My Story, by Susie
I was groomed and manipulated by my clinical supervisor. Looking back on it I feel embarrassed by my naivety. That said, I am a trusting person, and this person was clearly highly skilled in the art of grooming and manipulation, so I’m not too hard on myself.
I kept personal journals throughout the entire relationship with him, so I can clearly see how and where it all happened. Over a period of a year he recruited me, flattered me, gave me special treatment, gave me free bodywork sessions (to help increase his hours as an intern), encouraged me to leave my partner (we are still together), promoted me and then, decided to tell me that I had a repressed sexual trauma that could only be accessed if I removed my knickers. At the time, he had literally the day before offered me very generous favours in respect of my counselling work, and I was also waiting for him to write the supervisory report for my counselling qualification. I returned to the next session to confront him with the problems I had with what he had asked (telling me I had a repressed sexual trauma, then telling me I had to take my knickers off so that he could access it – seems a sure way of retraumatising if ever I heard one). I wanted to ensure that I hadn’t misunderstood. No, I hadn’t, He reiterated exactly the same thing. I need to look at my blind spots if I’m to be a good counsellor. I am not in “true relationship” with him if I allow my fears to get in the way of this generous therapy he is offering. Oh, and he doesn’t fancy me, he isn’t trying to get me to take my knickers off for that reason. There was no ambiguity whatsoever, unfortunately. Hence more tears of disbelief from me. Then I booked another appointment as far away as seemed feasible, received my supervisory report,then cancelled it. Then the special treatment stopped.

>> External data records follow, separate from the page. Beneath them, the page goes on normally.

PR #447, opened 2023-07-11
DLPX-86902 failed to upgrade from 13.0.0.0 to 14.0.0.0 because engine should allow deferred

prakashsurya:
In 25ebf3493ddbd6bd27887e72a527716a1c181ca4 we removed the `update-notifier-common` package, which provides the `/usr/share/update-notifier/notify-reboot-required` script. This script is used by kernel packages to create the `/var/run/reboot-required` file, which is used by our product's upgrade logic to determine if a `FINISH_DEFERRED` upgrade is required to reach the `RUNNING` state.

As a result, without the `notify-reboot-required` on the engine, the `/var/run/reboot-required` does not get created anymore.

This change adds the `update-notifier-common` back.

### DIFF
--- a/files/common/usr/share/update-notifier/notify-reboot-required
+++ b/files/common/usr/share/update-notifier/notify-reboot-required
@@ -1,0 +1,8 @@
+#!/bin/sh
+
+if [ "$0" = "/etc/kernel/postinst.d/update-notifier" ]; then
+	DPKG_MAINTSCRIPT_PACKAGE=linux-base
+fi
+
+echo "*** System restart required ***" >/var/run/reboot-required
+echo "$DPKG_MAINTSCRIPT_PACKAGE" >>/var/run/reboot-required.pkgs
--- a/files/common/etc/kernel/postinst.d/update-notifier
+++ b/files/common/etc/kernel/postinst.d/update-notifier
@@ -1,0 +1,1 @@
+/usr/share/update-notifier/notify-reboot-required


palash-gandhi (approved):

prakashsurya:
Looks like `update-notifier-common` pulls in some unwanted dependencies, so I'm not sure we want to depend on that package like I was originally thinking..
```
$ apt depends update-notifier-common
update-notifier-common
...
  Depends: update-manager-core (>= 1:17.04.2)
...

$ apt depends update-manager-core
update-manager-core
...
  Depends: ubuntu-advantage-tools
...
```

The script we need looks simple, though, so I've tried to copy/paste it into the platform package.. lets see if this works..

david-mendez1 (approved):

files/common/usr/share/update-notifier/notify-reboot-required
```diff
@@ -0,0 +1,50 @@
...
+export TEXTDOMAINDIR=/usr/share/locale
+
+case "$DPKG_MAINTSCRIPT_PACKAGE::$DPKG_MAINTSCRIPT_NAME" in
+    linux-image-extra*::postrm)
+        exit 0;;
+esac
+
+if [ "$0" = "/etc/kernel/postinst.d/update-notifier" ]; then
+    DPKG_MAINTSCRIPT_PACKAGE=linux-base
+fi
```
palash-gandhi: Will this code ever run? I know this PR is simply copying over the script from upstream as-is but I wonder what happens if future upstream changes break this script.

prakashsurya: as is, probably not.. but with the `update-notifier-common` package installed, there's a `/etc/kernel/postinst.d/update-notifier` file that's a symlink to `/usr/share/update-notifier/notify-reboot-required`.. and I think the scripts in `/etc/kernel/postinst.d` get execute when the kernel is upgraded (which is how the `reboot-required` file is created when a new kernel is installed)..

in this PR so far, I'm not creating that symlink.. but maybe I should? I thought about creating it, to remain consistent, and probably let it work for kernel upgrades too (the ZFS postinst hook calls `/usr/share/update-notifier/notify-reboot-required` directly, so practically, it probably doesn't matter for our appliance since we update ZFS every release)..

prakashsurya:
I did an upgrade from 13, to 14 + this change, and verified the `/var/run/reboot-required` file was present, and the delphix version was correctly showing `DEFERRED`.. I also verified without this change, doing the same test, the version would show as `RUNNING`.

```
$ cat /var/run/reboot-required.pkgs
zfs-modules-5.15.0-1031-dx2023062919-7f5e6edd6-aws
linux-base

$ cat /var/run/reboot-required
*** System restart required ***

$ get-appliance-version
14.0.0.0-snapshot.20230712152225225+jenkins-selfservice-appliance-build-develop-pre-push-788
```

files/common/usr/share/update-notifier/notify-reboot-required
palash-gandhi: But should we be concerned about copying a script from a third party package instead of actually depending on the package? By copying the script, aren't we opening ourselves up to the possibility of an upstream change breaking the script? Such breakages wouldn't happen if we simply depended on the third party package.
I guess both options have trade-offs. Depending on the third-party package bloats our product, but not adding it adds risk of breakages. If I were to pick, the added bloat is more acceptable than the latter.

prakashsurya: > If I were to pick, the added bloat is more acceptable than the latter.

it's not just bloat.. if we pull in `update-notifier-common`, we'll also pull in `ubuntu-advantage-tools`.. and the `ubuntu-advantage-tools` package has caused bugs, e.g. ESCL-4493..

but even if we fix those bugs, such that it is just "bloat".. I'd argue implementing a solution that works and doesn't have such bloat, would be a better solution.. and implementing our own script to create the `/var/run/reboot-required` file, and not having the bloat, is better..

but I'm open to other input here.. if others also think depending on the package, instead of rolling our own script, and inheriting the bloat that comes with that, is a better solution.. I'd be OK with that.

I was assuming the bloat was not acceptable, since we've been trying to reduce that bloat; e.g. https://github.com/delphix/delphix-platform/pull/439 (the change that introduced this breakage).

> By copying the script, aren't we opening ourselves up to the possibility of an upstream change breaking the script?

generally, sure.. in this specific case, though, I'm not concerned..

for example, we're adding a script at a specific location on the root filesystem.. since we're not pulling in the package that would have also (tried to) put the script at that location, we don't have any conflicts, so I think we're safe to install our version of the script.. arguably, the `delphix-platform` package should now conflict with the `update-notifier-common` package, to help the package manager prevent both package from being installed..

so I think we're safe to install our own script at the same location..

now the contents of the script are currently being copy/pasted as you're pointing out.. but I don't see anything in the script that would break over time.. is there any specific parts of the script that you're concerned about? e.g. anything you think will break due to an upstream change?

with that said, I also think most of the script is useless for us, and really all we need is the last two lines.. i.e.
```
echo "*** $(eval_gettext "System restart required") ***" > /var/run/reboot-required
echo "$DPKG_MAINTSCRIPT_PACKAGE" >> /var/run/reboot-required.pkgs
```
so if you feel strongly, I could modify our version of the script to just write to these two files.. I think that'd also accomplish our goals..

even further, I think we could modify the ZFS package's `postinst` script to create the `/var/run/reboot-required` file directly, and not call this script.. since we always update the ZFS kernel modules in each release, I think this would work.. although, might not be the most elegant solution.. if we did this, we wouldn't even need to create this script..

Let me know what you think.. I see a few valid options:

1. depend on `update-notifier-common`, causes bloat (assume bugs are fixed)
2. copy/paste like I've done here, might break over time (I'm still doubtful, but breakage could be fixed)
3. don't copy/paste, rewrite script to be more simple; could this also break over time?
4. modify ZFS postinst script to create `reboot-required` directly (kind of awkward, as it's delphix specific)

IMO, if we're really concerned that copy/paste won't work moving forward, I think I'd opt for (3) rather than (1).. but I'm open to other opinions.

palash-gandhi: >anything you think will break due to an upstream change?

I was mostly referring to any upstream change that changes the functionality or the command that this script depends on. Nothing specific.
I forgot about ESCL-4493. I personally like option 3 which at least reduces chances of breakages.

prakashsurya: > I was mostly referring to any upstream change that changes the functionality or the command that this script depends on.

sure.. I just don't see anything that the script depends on that'd break..

prakashsurya: > I personally like option 3 which at least reduces chances of breakages.

I pushed an update, let me know what you think.

palash-gandhi (approved):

About 10 months later, after gradually working on becoming professionally independent, I confided my experience with a trusted colleague. I didn’t know who was in my supervisor-therapist’s inner circle (this guy owns a supposedly not-for-profits counselling agency and recruits all the staff, and chooses who he supervises, sublets his private premises to some, skims off clients who pay top-whack and give them to his “inner circle” employees. I guess I was in the inner circle until I decided, through floods of tears, that I was going to keep my knickers on.). Anyway, I sensed that this colleague was not in the inner circle, and I was planning my escape anyway, and told him of my experience. His head fell into his hands as he said “I’m so sorry but you’re not the only person that has come to me with that kind of story”.
Since then there has been a hellish experience trying to protect others from being treated in this way. Fortunately (and unfortunately) I am not alone. I resigned as soon as I found out that he was inappropriate to other women too. It became too unbearable and sickening to ignore. He sacked people who raised concerns. I knew he would be unreasonable, it all felt so utterly wrong on a gut level, so I resigned first. I happened to get a wonderful email telling me what a great counsellor I was and how he would refer clients to me. Then I told him why I was leaving. Things changed. He didn’t deny it. But then a colleague who I did have some respect for once, was promoted by him to be co-director. An aggressive “ex-lawyer in the City of London” according to her threats (actually a paralegal for a fast food company) has taken up his cause and the most disgusting, vile hate campaign of animosity that those who know about the case have ever witnessed. They lodged 2 professional complaints against me and wrote a character assassination letter about myself and other woman involved in the complaints and circulated it around peers and professionals (who all rightly think that this behaviour is simply proving how guilty he must be).
Both complaints against me were rejected. The hearing against his organisation (for he, as an individual, is not accountable to anybody and she has resigned from the BACP to avoid the accountability for her appalling behaviour.) will be held in the next few months.
I was his client. I have been treated in the most despicable way possible. I had empathy at the time, especially for this poor woman who is financially and emotionally beholden to her “guru”. Now I just think that they are an abomination of the counselling profession. Toxic mavericks wreaking havoc in order to hide the nefarious goings on of a sick man.